Erysimum rondae

Scientific classification
- Kingdom: Plantae
- Clade: Tracheophytes
- Clade: Angiosperms
- Clade: Eudicots
- Clade: Rosids
- Order: Brassicales
- Family: Brassicaceae
- Genus: Erysimum
- Species: E. rondae
- Binomial name: Erysimum rondae Polatschek
- Synonyms: Erysimum nevadense subsp. rondae (Polatschek) P.W.Ball; Erysimum mediohispanicum subsp. rondae (Polatschek) Blanca & C.Morales;

= Erysimum rondae =

- Authority: Polatschek
- Synonyms: Erysimum nevadense subsp. rondae (Polatschek) P.W.Ball, Erysimum mediohispanicum subsp. rondae (Polatschek) Blanca & C.Morales

Species of flowering plant

Erysimum rondae is a biennial or short-lived perennial plant native to southwestern Spain.
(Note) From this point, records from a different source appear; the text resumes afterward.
PR #2023, opened 2023-03-09
Solution

pindel-kateryna:


src/inverseRobot.js
```diff
@@ -8,6 +8,31 @@
...
+
+  if (repeat === false) {
+    for (const key in robot) {
+      inversedRobot[robot[key]] = key;
+    }
+
+    return (inversedRobot);
+  } else {
+    return (null);
+  }
```
IvanFesenko, line 35: It's to complicated. You should use for of loop for robot, check if inversedRobot already has value as key - if so - return null other way - add new value

IvanFesenko (changes requested):
Let's refactor. If you have questions - ask them in fe_chat

src/inverseRobot.js
```diff
@@ -8,6 +8,17 @@
 
 function inverseRobot(robot) {
   // write code here
+  const inversedRobot = {};
+
+  for (const key in robot) {
+    if (inversedRobot.hasOwnProperty(robot[key])) {
+      return null;
```
sTorba24, line 15:
```suggestion
      return
```

src/inverseRobot.js
```diff
@@ -8,6 +8,17 @@
...
+    } else {
+      inversedRobot[robot[key]] = key;
+    }
```
sTorba24, line 18:
```suggestion
    } 
    
    inversedRobot[robot[key]] = key;
   
```

sTorba24: not needed to use else here :)

sTorba24 (approved):
Good job!

PR #2025, opened 2023-03-09
function to reverse object value

DenysKrysanov:


prokivskaaa (approved):
Great! Everything is alright!

src/inverseRobot.js
```diff
@@ -7,7 +7,18 @@
 */
 
 function inverseRobot(robot) {
-  // write code here
+  const reverseRobot = {};
```
```suggestion
  const reversedRobot = {};
```

src/inverseRobot.js
```diff
@@ -7,7 +7,18 @@
...
+
+  for (const key in robot) {
+    const value = robot[key];
+
+    if (value in reverseRobot) {
+      return null;
+    }
+    reverseRobot[value] = key;
```
```suggestion
    }

    reverseRobot[value] = key;
```

jstmpelowycz (approved):

PR #2033, opened 2023-03-13
Solution

PashaMalyshkin:


Zad0rnik (approved):
GJ PASHA ХТЗ РУЛИТ

PashaMalyshkin:
> GJ PASHA ХТЗ РУЛИТ

HAHAHAH

src/inverseRobot.js
```diff
@@ -7,7 +7,19 @@
 */
 
 function inverseRobot(robot) {
-  // write code here
+  const fixedRobot = {};
+  const robotKey = Object.values(robot);
+  const robotValue = Object.keys(robot);
```
jstmpelowycz, line 12: even if you DO need to use it, let's give it proper names
```suggestion
  const robotKeys = Object.values(robot);
  const robotValues = Object.keys(robot);
```

jstmpelowycz: however, it'd be better to use simple for-in-loop — consistent and readable

src/inverseRobot.js
```diff
@@ -7,7 +7,19 @@
...
+
+  if (new Set(robotKey).size !== robotKey.length) {
+    return null;
+  }
```
jstmpelowycz, line 16: interesting approach

jstmpelowycz (changes requested):

jstmpelowycz (approved):

PR #2045, opened 2023-03-13
create inverseRobot

VenomMB:


src/inverseRobot.js
```diff
@@ -7,7 +7,19 @@
 */
 
 function inverseRobot(robot) {
-  // write code here
-}
+  const arrOfKeys = Object.values(robot).reverse();
+  const arrOfValue = Object.keys(robot).reverse();
```
Olekk17, line 11: You can use Object.entries instead of using two separate functions and two separate variables

src/inverseRobot.js
```diff
@@ -7,7 +7,19 @@
...
+  const inverseObjectRobot = {};
+
+  const lenOfArrays = arrOfKeys.length;
```
Olekk17, line 14: I am not sure, but you don't need blank lines between variables declaration

Olekk17 (approved):
Good job

src/inverseRobot.js
VinnieJ-2k20: Yep, better to use entries to keep key and value tied together.

src/inverseRobot.js
VinnieJ-2k20: You use the value just once, no need for extra variable.

VinnieJ-2k20 (changes requested):
Your solution works, but can be improved.

VinnieJ-2k20 (approved):

PR #2046, opened 2023-03-13
Solution

KosolapovAnatolii:


src/inverseRobot.js
```diff
@@ -7,7 +7,17 @@
 */
 
 function inverseRobot(robot) {
-  // write code here
+  const newRobot = {};
+
+  for (const k in robot) {
```
Anastasia2403, line 12: It`s not clear what this k-variable means, change it to a clear one (checklist point 3).

Anastasia2403 (changes requested):
Great solution 👍 But pay attention to my comments.

VinnieJ-2k20 (approved):
Good job 👍

PR #2170, opened 2023-04-14
Solution

ZupaFly:


src/inverseRobot.js
```diff
@@ -7,7 +7,17 @@
...
 function inverseRobot(robot) {
-  // write code here
+  const newObject = {};
+
+  for (const key in robot) {
+    if (newObject.hasOwnProperty(robot[key])) {
+      return null;
+    } else {
+      newObject[robot[key]] = key;
+    }
```
Anastasiia-Svintsova, line 17: `else` is redundant here. The function will stop if the first condition will be true
```suggestion
    }
    
    newObject[robot[key]] = key;
```

Anastasiia-Svintsova (approved):
👍

src/inverseRobot.js
ZupaFly: Understand, thank you!

PR #2171, opened 2023-04-14
Solution

TommasoGiacopini:


src/inverseRobot.js
```diff
@@ -7,7 +7,17 @@
...
 function inverseRobot(robot) {
-  // write code here
+  const newRobot = {};
+
+  for (const key in robot) {
+    if (newRobot.hasOwnProperty(robot[key])) {
+      return null;
+    } else {
+      newRobot[robot[key]] = key;
+    }
```
Anastasiia-Svintsova, line 17: `else` is redundant here. The function will stop anyway if the first condition will be true

Anastasiia-Svintsova (approved):
👍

It has been treated as one of a complex of six species making up the nevadense group, or as Erysimum nevadense subsp. rondae.

==Taxonomy==
Erysimum rondae was one of a number of new Erysimum species first described by Adolf Polatschek in 1979. Six of these, including E. rondae, were considered to be closely related and were reduced to subspecies of E. nevadense in Flora Europaea, a decision explained by Peter William Ball in 1990. The six were treated as separate species making up the E. nevadense group or complex in Flora Iberica in 1993. A molecular phylogenetic study published in 2014 included four of the species, including E. rondae. The study did not support the view that the four were closely related, and authors concluded that the E. nevadense group did not have phylogenetic support.